BlackBerry has “a bunch of services and software products that we’re working on that we would like to provide to all the automotive customers around the world,” Chen said. BlackBerry already developed “some prototypes that are pretty exciting,” he said. Chen hopes BlackBerry can begin drawing revenue from autonomous-vehicle software developed at the Ottawa center “sooner than 2019, but it will not be in 2017,” he said.

The royalty-bearing deal landing TCL as the second major smartphone maker to license the BlackBerry brand and intellectual property in consumer handsets “covers all the major global markets,” including TCL’s home territory of China, Chen said. The announcement in September of a first smartphone licensing deal with an Indonesian joint venture followed BlackBerry’s decision to stop developing its own consumer hardware (see 1609280006).
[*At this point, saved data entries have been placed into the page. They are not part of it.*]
PR #3405, opened 2021-11-09
feat: Core-236 disclaimer text parsed and rendered from contentful wi…

BoulderBrains:
…thin the footer

[Core-236](https://kiva.atlassian.net/browse/CORE-236)

Disclaimer text was added to the Global Promo Banner content type in contentful. If the banner is active or within the set date range & disclaimer text is present within a global promo banner, we now display it directly above the footer. 

If the enabled promo banner has an associated disclaimer, we display an indication in the promo banner using a superscript # 1. When that superscript is clicked we drop the user to the disclaimers located above the footer on the page.

**Global site maintenance banner:**
Screen Shot 2021-11-09 at 12 36 20 PM

**Appeal banner open**
Screen Shot 2021-11-10 at 9 56 40 AM

**Appeal banner closed**
Screen Shot 2021-11-10 at 9 56 29 AM

**Disclaimers now above footer**
Screen Shot 2021-11-10 at 9 58 27 AM


src/components/WwwFrame/DisclaimersContentful.vue
```diff
@@ -0,0 +1,135 @@
+<template>
+	<div class="row">
+		<ol class="text-left">
+			<li
+				id="disclaimers"
```
mcstover, line 5: id's should be unique so I would move this up to the `ol`. Then, if you want to generate an id for each item you can append the index to some string like so `:id="`disclaimer_${index}`"`

src/components/WwwFrame/DisclaimersContentful.vue
```diff
@@ -0,0 +1,135 @@
...
+				}
+			}
+		}
+	},
+	computed: {
+		// Constructing the final form of the disclaimer text for display
+		fullyBuiltDisclaimerText() {
+			const builtDisclaimertext = [];
+			this.disclaimerContent.forEach(disclaimer => {
+				builtDisclaimertext.push(`Disclaimer: ${disclaimer}`);
```
mcstover, line 129: What's the markup look like with this? Guessing it's `Disclaimer: <p>You're disclaimer...`

I think we want a result that's more like `<p>Disclaimer: You're disclaimer text...`

src/components/WwwFrame/DisclaimersContentful.vue
```diff
@@ -0,0 +1,134 @@
...
+
+			// exit if missing setting or fields
+			if (!uiGlobalPromoSetting || !uiGlobalPromoSetting.fields) {
+				return false;
+			}
+			// uiGlobalPromoSetting can contain an array of different banners with
+			// different start/end dates first determine if setting is enabled.
+
+			// DO I NEED THIS CHECK, SINCE IF THERE'S INACTIVE BANNERS WITHIN DATE RANGE
+			// WE STILL WANT TO DISPLAY THE DISCLAIMERS... RIGHT?
```
ryan-ludwig, line 50: :) Do you know the answer to this?

src/components/WwwFrame/PromotionalBanner/Banners/AppealBanner/AppealBannerCircular.vue
```diff
@@ -225,6 +249,11 @@ export default {
 
 	&__title {
 		margin-bottom: rem-calc(4);
+		display: inline;
```
ryan-ludwig, line 252: Wondering if this should be inline-block? I don't think the margin-bottom will do anything if it's inline

BoulderBrains: Thanks for calling this out Ryan. I set it to inline, which allowed the superscript #1 to jump up on the same line as the headline text. But, yeah this does make the headline loose it's small bottom margin. Do you think there would be a problem with just adding that small margin-bottom to margin-top on the element below it?

ryan-ludwig: Probably fine adding margin top on the element below, but I think inline-block will let you have both the #1 on the same line and also the margin-bottom.

BoulderBrains: I've tried making that update, but doesn't seem to be working. If I update the heading to `display: inline-block`, the 1 jumps to the next line. If I then alter the display settings on the <a>1</a>, to any within this available display options, I still get them displayed on two lines.

src/components/WwwFrame/DisclaimersContentful.vue
```diff
@@ -0,0 +1,131 @@
...
+				if (activePromoBanner) {
+					// check for visibility based on current route and hiddenUrls field
+					const hiddenUrls = _get(activePromoBanner, 'fields.hiddenUrls', []);
+					if (hiddenUrls.includes(this.$route.path)) {
+						return false;
+					}
+
+					// check for visibility on promo session override
+					const showForPromo = _get(activePromoBanner, 'fields.showForPromo', false);
+					if (this.hasPromoSession && !showForPromo) {
```
mcstover, line 92: `this.hasPromoSession` isn't present in this component so we may want to add that check or pass down that state.

mcstover: As of this time, this is just never going to trigger, so it's not a blocker, but something we should get in place at some point soon.

mcstover (approved):

src/components/WwwFrame/DisclaimersContentful.vue
```diff
@@ -0,0 +1,131 @@
...
+					}
+				}
+
+				// go through the inactive promoBanners, if within date range and disclaimer text exists
+				// push that disclaimer text to disclaimerContent
+				if (inactivePromoBanners.length > 0) {
+					inactivePromoBanners.forEach(item => {
+						const itemDisclaimer = item?.fields?.disclaimers ?? null;
+						if (itemDisclaimer) {
+							this.disclaimerContent.push(documentToHtmlString(itemDisclaimer));
```
emuvente, line 112: Does it matter if the list number that is used for a given disclaimer changes over time? With this forEach the numbers could change as different promos end. If they need to be consistent for the entire duration of the promo, then the list number might need to be defined in Contentful. I could see that getting really complicated though, so I hope that the number doesn't matter for the extra promos.

src/components/WwwFrame/DisclaimersContentful.vue
```diff
@@ -0,0 +1,169 @@
+s<template>
```
emuvente, line 1: An extra 's' slipped through here. Surprisingly, the Vue loader didn't complain about it 🤔

BoulderBrains: 👀 Damn, good catch, ty

src/components/WwwFrame/DisclaimersContentful.vue
mcstover: I think we're ok without numeric assignment at this time as only an "active" promo could be visible at the top with a jump link requiring any correlation. The "active" promo is extracted first and filtered out of the "inactive" set so it will also always be 1st in the list to match that `1` link at the top.

Let's keep an eye on this as it gets used though as we may have to get more sophisticated with tracking disclaimers along any presented content...

mcstover (approved):

src/util/settingsUtils.js
```diff
@@ -65,6 +65,23 @@ export function settingEnabled(data, enabledKey, startTimeKey, endTimeKey) {
 	return enabled && isWithinInterval(new Date(), { start: startTime, end: endTime });
```
eddieferrer, line 65: This could be refactored to use the new function below and avoid repeating code. So this return would read something like `return enabled && settingWithinDateRange(foo, bar, blah)`

eddieferrer (approved):

emuvente (approved):
Looks great!

mcstover (approved):

PR #3407, opened 2021-11-09
feat: adds optional button content to hero with carousel

eddieferrer:
GD-167

### DIFF
--- a/src/components/Contentful/HeroWithCarousel.vue
+++ b/src/components/Contentful/HeroWithCarousel.vue
@@ -31,6 +31,12 @@
 							</template>
 						</kv-carousel>
 					</div>
+					<div class="tw-col-span-12 tw-text-center">
+						<button-wrapper
+							class="tw-w-full md:tw-w-auto tw-mt-2"
+							:content="buttonContent"
+						/>
+					</div>
 				</kv-grid>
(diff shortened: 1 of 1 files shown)


eddieferrer:
Screen Shot 2021-11-09 at 1 54 47 PM
Screen Shot 2021-11-09 at 1 50 43 PM

src/components/Contentful/HeroWithCarousel.vue
```diff
@@ -31,6 +31,12 @@
 							</template>
 						</kv-carousel>
 					</div>
+					<div class="tw-col-span-12 tw-text-center">
```
mcstover, line 34: Should this be conditional so it doesn't introduce the extra margin or any other space from the empty containers?

mcstover: Or maybe the ButtonWrapper just won't render it's container due it's internal `v-if`...that would be ok too!

eddieferrer: I just tested this it actually renders as 0 height, so it won't add any space, and the button wrapper won't render if there is no button content, so no v-if required

mcstover:
👍

PR #3415, opened 2021-11-11
Core 198 core 223 promo credit display and disclaimer

mcstover:


src/components/Checkout/OrderTotals.vue
```diff
@@ -53,6 +53,12 @@
 				>
 					Apply
 				</button>
+				<div v-if="hasUPCCode" class="upc-disclaimer">
```
torgie-kiva, line 56: I'm guessing `hasUPCCode` is set somewhere already?

It's a very minor nitpick, but the C in UPC is already "Code", so this is kind of like `hasATMMachine` :P Not going to block the PR by any means, though!

torgie-kiva (approved):

BoulderBrains (approved):

src/components/Checkout/OrderTotals.vue
mcstover: yea kinda silly to repeat...

PR #3419, opened 2021-11-11
build: update token for release

emuvente:
Need to use a token that is allowed to push to protected branches to avoid errors during the release action. This technically allows the branch protection rules to be bypassed by anyone with write access to the repo. However, we don't hand out write access to many people, and actually bypassing branch protections takes determined effort (a new workflow is required to be made, configured with this new token, and it needs to run git push commands). Pull requests from outside contributors won't be able to run actions, so there is no concern there.

### DIFF
--- a/.github/workflows/release-workflow.yml
+++ b/.github/workflows/release-workflow.yml
@@ -19,5 +19,5 @@ jobs:
           node-version: '16.x'
       - name: Release
         env:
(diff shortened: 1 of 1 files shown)


mcstover (approved):

emuvente:
This access token has now been removed, so we don't have to be concerned about it being used to bypass branch protection anymore.

PR #3425, opened 2021-11-15
feat: update /settings/security/mfa to kiva classic

ryan-ludwig:


mcstover (approved):

emuvente (approved):
That all looks good me! I'll test this out when it's deployed as well.

PR #3432, opened 2021-11-18
Core 290 ml landing team application fixes

mcstover:


src/components/Checkout/TeamAttribution.vue
```diff
@@ -55,6 +55,15 @@ export default {
 			return _orderBy(this.teams, 'name');
 		}
 	},
+	watch: {
+		// watch for updated changes to the teamId prop
+		// typically this is derived from the team assigned to the loan reservation
+		teamId(newId, prevId) {
+			if (newId !== prevId) {
+				this.selectedId = newId;
```
torgie-kiva, line 63: Will this also capture cases where new loans are added to the basket (after, say, clicking "Join team"), or will they still need to manually select a team for each new loan added?

mcstover: From my testing in the VM all subsequent loans added to basket were given the campaign team if the lender was now a member of that team.

BoulderBrains (approved):

torgie-kiva (approved):

PR #3435, opened 2021-11-19
fix: sync browser clock before checkout page loads VUE-847

emuvente:


src/pages/Checkout/CheckoutPage.vue
```diff
@@ -364,6 +364,14 @@ export default {
 			this.activeLoginDuration = parseInt(_get(data, 'general.activeLoginDuration.value'), 10) || 3600;
 		}
 	},
+	beforeRouteEnter(to, from, next) {
```
emuvente, line 367: This navigation guard is called before the router.onReady callback in client-entry.js, so this sync will happen before the vue app is mounted on the client after a server render.

mcstover (approved):

PR #3436, opened 2021-11-20
fix: update layout of global promo banner to ensure an inline display…

mcstover:
… of the disclaimer link

### DIFF
--- a/src/components/WwwFrame/PromotionalBanner/Banners/GenericPromoBanner.vue
+++ b/src/components/WwwFrame/PromotionalBanner/Banners/GenericPromoBanner.vue
@@ -1,27 +1,28 @@
 <template>
 	<div class="row align-center generic-banner">
-		<component
-			:is="currentWrapperComponent"
-			:to="trimmedLink"
-			:href="trimmedLink"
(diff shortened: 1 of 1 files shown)


src/components/WwwFrame/PromotionalBanner/Banners/GenericPromoBanner.vue
```diff
@@ -1,27 +1,28 @@
...
+				:is="currentWrapperComponent"
+				:to="trimmedLink"
+				:href="trimmedLink"
+				:target="isExternalLink ? '_blank' : '_self'"
+				:class="{ 'banner-link' : trimmedLink, 'banner-wrapper' : !trimmedLink}"
+				v-kv-track-event="handleTracking"
+			>
+				{{ processedContent }}
+			</component>
+			<a
```
mcstover, line 15: By stripping out the `p` tags injected by Contentful we can use `processedContent` directly and set these items to be inline instead of one block alongside the other. Previously the `a` tag wrapped around the `p` from contentful created invalid markup which forced a block layout.

emuvente (approved):

BoulderBrains (approved):
Nice

PR #3438, opened 2021-11-22
fix: prevent content from breaking mobile layout

ryan-ludwig:
Following up on an email from Google's search console today, 

```
Content wider than screen
We recommend that you fix these issues when possible to enable the best experience and coverage in Google Search.
```

Screen Shot 2021-11-22 at 10 16 52 AM

This doesn't fix the root problem, something's odd with the content coming in and adding a bunch of `&nbsp;`
image

but it does prevent the layout from breaking in those cases.

https://www.kiva.org/lend-beta/2272570

### DIFF
--- a/src/components/BorrowerProfile/DetailsTabs.vue
+++ b/src/components/BorrowerProfile/DetailsTabs.vue
@@ -287,8 +287,8 @@ export default {
 				this.loan.loanTermLenderRepaymentTerm = loan?.terms?.lenderRepaymentTerm ?? 0;
 				this.loan.lossLiabilityCurrencyExchange = loan?.terms?.lossLiabilityCurrencyExchange ?? '';
 				this.loan.repaymentInterval = loan?.repaymentInterval ?? '';
-				this.loan.disbursalDate = loan.disbursalDate ?? '';
-				this.loan.status = loan.status ?? '';
+				this.loan.disbursalDate = loan?.disbursalDate ?? '';
+				this.loan.status = loan?.status ?? '';
 
 				this.partner.arrearsRate = partner?.arrearsRate ?? 0;
 				this.partner.avgBorrowerCost = partner?.avgBorrowerCost ?? 0;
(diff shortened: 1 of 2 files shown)


src/components/BorrowerProfile/DetailsTabs.vue
```diff
@@ -287,8 +287,8 @@ export default {
 				this.loan.loanTermLenderRepaymentTerm = loan?.terms?.lenderRepaymentTerm ?? 0;
 				this.loan.lossLiabilityCurrencyExchange = loan?.terms?.lossLiabilityCurrencyExchange ?? '';
 				this.loan.repaymentInterval = loan?.repaymentInterval ?? '';
-				this.loan.disbursalDate = loan.disbursalDate ?? '';
-				this.loan.status = loan.status ?? '';
+				this.loan.disbursalDate = loan?.disbursalDate ?? '';
+				this.loan.status = loan?.status ?? '';
```
ryan-ludwig, line 291: These are unrelated, just fixing console errors when pulling up the page on my vm.

src/components/BorrowerProfile/MoreAboutLoan.vue
```diff
@@ -1,6 +1,6 @@
 <template>
 	<section>
-		<div class="tw-prose">
+		<div class="tw-prose tw-overflow-auto">
```
mcstover, line 3: Seems ok. Also wonder if there is some "text-wrap" property that should be set here..

mcstover (approved):

src/components/BorrowerProfile/MoreAboutLoan.vue
mcstover: `overflow-wrap: break-word;` could also work

ryan-ludwig: Nice!

mcstover (approved):

PR #3439, opened 2021-11-22
feat: if a user is logged in and has an account, get their email for …

eddieferrer:
…the waitlist signup

GD-161

Last part for GD-161, if a logged in user end up on the waitlist page, either now or when we launch the product, instead of displaying the email input, just submit their email to iterable.

### DIFF
--- a/src/pages/Causes/Signup.vue
+++ b/src/pages/Causes/Signup.vue
@@ -94,18 +94,21 @@ export default {
 		}
 	},
 	created() {
-		try {
-			const pageQueryResult = this.apollo.readQuery({
-				query: pageQuery,
-			});
-			this.isMonthlyGoodSubscriber = pageQueryResult?.my?.autoDeposit?.isSubscriber ?? false;
-			this.hasAutoDeposits = pageQueryResult?.my?.autoDeposit ?? false;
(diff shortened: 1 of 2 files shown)


src/pages/Causes/Signup.vue
```diff
@@ -94,18 +94,21 @@ export default {
...
-			this.isMonthlyGoodSubscriber = pageQueryResult?.my?.autoDeposit?.isSubscriber ?? false;
-			this.hasAutoDeposits = pageQueryResult?.my?.autoDeposit ?? false;
-			const legacySubs = pageQueryResult?.my?.subscriptions?.values ?? [];
-			this.hasLegacySubscription = legacySubs.length > 0;
-			this.hasMadeLoan = pageQueryResult?.my?.lender?.loanCount > 0;
-			this.mySubscriptions = pageQueryResult?.mySubscriptions?.values ?? [];
-		} catch (e) {
-			logReadQueryError(e, 'Causes Signup causesSignupEligibilityQuery');
+		// TODO temporary beta query param
+		if (this.$route.query.beta === 'true') {
```
eddieferrer, line 98: Guard this read query if the cause beta is not on to avoid invariant error

mcstover (approved):

PR #3442, opened 2021-11-23
fix: ensure richText content shows for globalPromo banners and hide d…

mcstover:
…isclaimer link when not present


emuvente (approved):
👍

The breadth and scope of BlackBerry’s deal with TCL, one of the top 10 smartphone vendors in the world, means “we should benefit from TCL’s global scale,” Chen said. The new “licensing model” allows BlackBerry to “generate ongoing high-margin royalty revenue” based on the number of licensed BlackBerry-branded smartphone units sold, he said. Besides the deals already signed with TCL and the Indonesian joint ventures, “we have a pipeline of additional opportunities that we’re focusing on,” including talks with possible partners in India, he said.

In Q&A, Chen declined to discuss the royalty terms of the TCL and Indonesian license agreements, citing the confidentiality of “the contracts that we signed.” Chen doubts BlackBerry’s partners “would appreciate” any disclosures of the contract terms, he said. “Obviously, we like the numbers."